The two dimensional graphical representation is based on a 'colored graph' consisting of a list of nodes with properties and connections between the nodes (also with properties). In the molecular representation, the nodes are the atoms of the molecule and the connections are the bonds of the molecules. In this representation, the three dimensional information is implied by the combination of atoms and bonds.
The basic (essential) information needed for the atom graphical node is first and foremost the atomic number. Additional information, such as charge or whether the atom is a radical, is also given. To facilitate calculations and manipulations additional information may be supplied to the atom (graphical node). In this document, the graphical atom node will just be referred to as atoms.
In the graphical description of molecular bonds, the two atoms which are bonded and the type of bond, whether single, double or triple is specified (the class of molecules being described is usually restricted to covalent bonds in organic compounds). In the basic 2D graphical description there is no information as to length or direction of the connection. Resonance and aromaticity are described with supplementary information to the atom and/or bond description.

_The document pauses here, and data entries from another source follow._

PR #20481, opened 2026-01-26
TopN selection for streaming terms aggregations

rishabhmaurya:
### Description
**Problem**
Streaming terms aggregators flush results per-segment, sending all buckets to the coordinator. This causes:

1. Performance degradation: Excessive data transfer and coordinator memory usage when dealing with high-cardinality fields

2. Memory pressure: Coordinator must process and reduce all buckets from all segments

**Solution**
Implemented TopN selection at segment level using quickselect algorithm, handling subAggs an supported metric Aggs, to send only the most relevant buckets to the coordinator. 

**Benefits:**

Better Performance: 
Reduces data transfer and coordinator memory/CPU usage by sending only TOP N buckets per segment

Controlled Accuracy:
TopN selection introduces potential accuracy trade-offs, which can be controlled using:

`size` parameter: Number of final buckets to return

`shard_size` parameter: Number of buckets to collect per segment (not per shard in streaming aggregations)

New `index.aggregation.streaming.min_shard_size` setting (default: 1000): Minimum buckets per segment to ensure accuracy. Ideally, we want to set its default as a function of shard_size and number of segments, @bowenlan-amzn is currently analyzing this part. 

**Testing**
A. SubAggregationIT: 
1. Validates TopN selection with max/cardinality sub-aggregation ordering (ASC/DESC)
2. Verifies correct bucket selection and `otherDocCount` calculation.

B. Unit Tests:
`StreamStringTermsAggregatorTests:` tests for TopN selection with various sub-aggregation orderings + minDocCount filtering

`StreamNumericTermsAggregatorTests:` 13 tests covering LongTerms, DoubleTerms, UnsignedLongTerms with max/min/avg/sum/cardinality ordering + minDocCount. Verifies correct bucket selection and `otherDocCount` calculation.

I will be opening a public doc issue for entire streaming aggregations.

**Note: these changes are built on top of open PR https://github.com/opensearch-project/OpenSearch/pull/20359, so contains extra changes.** 

### Related Issues
Resolves #[Issue number to be closed when this PR is merged]

### Check List
- [x] Functionality includes testing.
~~- [ ] API changes companion pull request [created](https://github.com/opensearch-project/opensearch-api-specification/blob/main/DEVELOPER_GUIDE.md), if applicable.~~
~~- [ ] Public documentation issue/PR [created](https://github.com/opensearch-project/documentation-website/issues/new/choose), if applicable.~~

By submitting this pull request, I confirm that my contribution is made under the terms of the Apache 2.0 license.
[...]

PR #20510, opened 2026-01-30
Streaming agg planning fallback enhancement

bowenlan-amzn:
### Description

Streaming agg planning fallback when

- low cardinality string term
- match all + not match segment with deleted docs

query in the search context seems won't be null and if so it will be parsed to match all
https://github.com/opensearch-project/OpenSearch/blob/2d7e8d9b5bdaa004de24dd0262de9e82599454b2/server/src/main/java/org/opensearch/search/DefaultSearchContext.java#L448

### Related Issues

### Check List

### DIFF
--- a/server/src/test/java/org/opensearch/search/aggregations/FactoryStreamingCostEstimationTests.java
+++ b/server/src/test/java/org/opensearch/search/aggregations/FactoryStreamingCostEstimationTests.java
@@ -15,8 +15,13 @@ import org.apache.lucene.index.DirectoryReader;
 import org.apache.lucene.index.IndexReader;
 import org.apache.lucene.index.IndexWriter;
 import org.apache.lucene.index.IndexWriterConfig;
+import org.apache.lucene.index.Term;
+import org.apache.lucene.search.BooleanClause;
+import org.apache.lucene.search.BooleanQuery;
 import org.apache.lucene.search.IndexSearcher;
 import org.apache.lucene.search.MatchAllDocsQuery;
+import org.apache.lucene.search.Query;
+import org.apache.lucene.search.TermQuery;
 import org.apache.lucene.store.Directory;
 import org.apache.lucene.util.BytesRef;
 import org.opensearch.core.common.breaker.CircuitBreaker;
@@ -652,9 +657,7 @@ public class FactoryStreamingCostEstimationTests extends AggregatorTestCase {
                     TermsAggregationBuilder termsBuilder = new TermsAggregationBuilder("terms").field("category").size(10);
 
                     // Non-match-all query (using a term query) - should be streamable even with clean segments
-                    org.apache.lucene.search.Query termQuery = new org.apache.lucene.search.TermQuery(
-                        new org.apache.lucene.index.Term("category", "cat_100")
-                    );
+                    Query termQuery = new TermQuery(new Term("category", "cat_100"));
                     FactoryAndContext result = createAggregatorFactoryWithQuery(termsBuilder, searcher, termQuery, fieldType);
                     StreamingCostMetrics metrics = ((StreamingCostEstimable) result.factory).estimateStreamingCost(result.searchContext);
 
@@ -687,10 +690,7 @@ public class FactoryStreamingCostEstimationTests extends AggregatorTestCase {
     ) throws IOException {
         // Use a BooleanQuery wrapper to avoid being detected as match-all
         // This simulates a filtered query scenario
-        org.apache.lucene.search.Query nonMatchAllQuery = new org.apache.lucene.search.BooleanQuery.Builder().add(
-            new MatchAllDocsQuery(),
-            org.apache.lucene.search.BooleanClause.Occur.MUST
-        ).build();
+        Query nonMatchAllQuery = new BooleanQuery.Builder().add(new MatchAllDocsQuery(), BooleanClause.Occur.MUST).build();
         SearchContext searchContext = createSearchContext(
             searcher,
             createIndexSettings(),
@@ -709,7 +709,7 @@ public class FactoryStreamingCostEstimationTests extends AggregatorTestCase {
     private FactoryAndContext createAggregatorFactoryWithQuery(
         AggregationBuilder aggregationBuilder,
         IndexSearcher searcher,
-        org.apache.lucene.search.Query query,
+        Query query,
         MappedFieldType... fieldTypes
     ) throws IOException {
         SearchContext searchContext = createSearchContext(searcher, createIndexSettings(), query, createBucketConsumer(), fieldTypes);


server/src/test/java/org/opensearch/search/aggregations/FactoryStreamingCostEstimationTests.java
```diff
@@ -533,13 +678,58 @@ private MultiBucketConsumerService.MultiBucketConsumer createBucketConsumer() {
...
+     * Uses a non-match-all query to avoid triggering the match-all optimization fallback.
      */
     private FactoryAndContext createAggregatorFactory(
         AggregationBuilder aggregationBuilder,
         IndexSearcher searcher,
         MappedFieldType... fieldTypes
+    ) throws IOException {
+        // Use a BooleanQuery wrapper to avoid being detected as match-all
+        // This simulates a filtered query scenario
+        org.apache.lucene.search.Query nonMatchAllQuery = new org.apache.lucene.search.BooleanQuery.Builder().add(
```
rishabhmaurya: nit: use import instead of full package name

rishabhmaurya:
when explicit `execution_hint` is passed as map for term aggs, we can skip streaming agg.

server/src/main/java/org/opensearch/search/aggregations/bucket/terms/TermsAggregatorFactory.java
```diff
@@ -709,13 +714,84 @@ public StreamingCostMetrics estimateStreamingCost(SearchContext searchContext) {
...
+        for (LeafReaderContext leaf : leaves) {
+            try {
+                SortedSetDocValues docValues = valuesSource.ordinalsValues(leaf);
+                if (docValues != null) {
+                    maxCardinality = Math.max(maxCardinality, docValues.getValueCount());
+                }
+            } catch (IOException e) {
+                // If we can't read doc values, skip this check
+                return false;
+            }
```
Bukhtawar, line 763: Is there value in caching this for subsequent queries?

server/src/main/java/org/opensearch/search/aggregations/bucket/terms/TermsAggregatorFactory.java
```diff
@@ -709,13 +714,84 @@ public StreamingCostMetrics estimateStreamingCost(SearchContext searchContext) {
             return StreamingCostMetrics.nonStreamable();
         }
 
-        if (valuesSource instanceof WithOrdinals || valuesSource instanceof ValuesSource.Numeric) {
+        if (valuesSource instanceof WithOrdinals ordinalsValuesSource) {
+            if (shouldDisableStreamingForOrdinals(searchContext, ordinalsValuesSource)) {
+                return StreamingCostMetrics.nonStreamable();
+            }
+            return new StreamingCostMetrics(true, segmentTopN);
```
atris, line 721: How would this work for high-cardinality global ordinals? AFAIU It unconditionally approves streaming even if the underlying field has millions of unique terms. Combined with `StreamStringTermsAggregator`
's dense allocation strategy, this can potentially lead to OOM/GC-thrashing vector. We must restrict this to low-cardinality overrides or ensure the consumer uses sparse structures.

server/src/main/java/org/opensearch/search/aggregations/bucket/terms/TermsAggregatorFactory.java
rishabhmaurya: Index stats (and probably query stats sometime in future 🤞🏽) would be a goldmine for such planning tasks and caching makes a total sense as it doesn't have to real time. 
Me and @bowenlan-amzn had a discussion on caching it specially when we were thinking about finding distribution of point values, using BKDs, for its use in query planning and caching them as it could be a bit expensive. 
We will take it as an enhancement for future versions as streaming aggregation becomes more mainstream in future.

server/src/main/java/org/opensearch/search/aggregations/bucket/terms/TermsAggregatorFactory.java
rishabhmaurya: @atris we should be good with controlling memory overhead for high cardinalities aggregation on both data nodes and coordinator with https://github.com/opensearch-project/OpenSearch/pull/20481.
Just like `shard_size` setting in traditional aggs, which is set per request, https://github.com/opensearch-project/OpenSearch/pull/20481 introduces `index.aggregation.streaming.min_segment_size` to control #buckets per segment, with default as 1000. If someone overrides to a very high value, to improve on accuracy,  and query planner sees max total buckets could exceed `search.aggregations.streaming.max_estimated_bucket_count`, then it will fallback to traditional aggregation. And on top of it all, we have max bucket limit of 65K at coordinator and if it breaches, request will fail.  I hope that addresses your concern.

atris: Sounds good.

server/src/main/java/org/opensearch/search/aggregations/bucket/terms/TermsAggregatorFactory.java
bowenlan-amzn: `getValueCount` at shard level should be pretty lightweight compared to the aggregation execution that reads all the matching doc values, so doesn't seem need to cache.

But it's valuable to centralize such stats to do query planning on coordinator node in the future like Risahbh mentioned.

server/src/main/java/org/opensearch/search/aggregations/bucket/terms/TermsAggregatorFactory.java
bowenlan-amzn: Just to add on Rishabh's comment here. The OOM/GC protection we have here is mainly to protect the coordinator. We limit the size of the partial aggregation buckets that are going to be sent to coordinator. And these buckets are built after collection phase.
During the collection, when terms aggregation retrieves doc value and bucketizes that, the same logic is used to protect memory.

https://github.com/opensearch-project/OpenSearch/blob/48b08fb794071a7e951fe4a3af18c37494d3bf68/server/src/main/java/org/opensearch/search/aggregations/bucket/BucketsAggregator.java#L121-L130

server/src/main/java/org/opensearch/search/aggregations/bucket/terms/TermsAggregatorFactory.java
rishabhmaurya: @Bukhtawar feel free to share your further opinions here and we can take it as a follow up. For now resolving this comment.

atris:
I see it is already merged. Nevertheless, approved from my side.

The internal representation of the molecule within JTHERGAS is the Molecule class from the Chemistry Development Kit (CDK). This allows the use of many supplemental algorithms, including the more complicated algorithms such as graph isomorphism or ring recognition. The ASCII representation (for input and output and for storage in the SQL database) of the molecule is in two forms. The first is the Chemical Markup Language[47] (CML) which is an extension of the more general XML used throughout the network. The second is a ASCII linear format, what will be called the Nancy Linear Form (NLF), which is an extension of the SMILES representation of a molecule. This format is used, for example, for ASCII input of a molecule, radical or substructure.